(Supplied data)

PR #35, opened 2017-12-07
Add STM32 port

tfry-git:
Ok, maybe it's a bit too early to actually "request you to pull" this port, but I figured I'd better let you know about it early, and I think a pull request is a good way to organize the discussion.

(End Supplied data)

**What you need to do:**
Using the line that contains "Add STM32 port" as the first, reproduce each line exactly through the last line of the listing.

**Solution to this exercise:**
Add STM32 port

tfry-git:
Ok, maybe it's a bit too early to actually "request you to pull" this port, but I figured I'd better let you know about it early, and I think a pull request is a good way to organize the discussion.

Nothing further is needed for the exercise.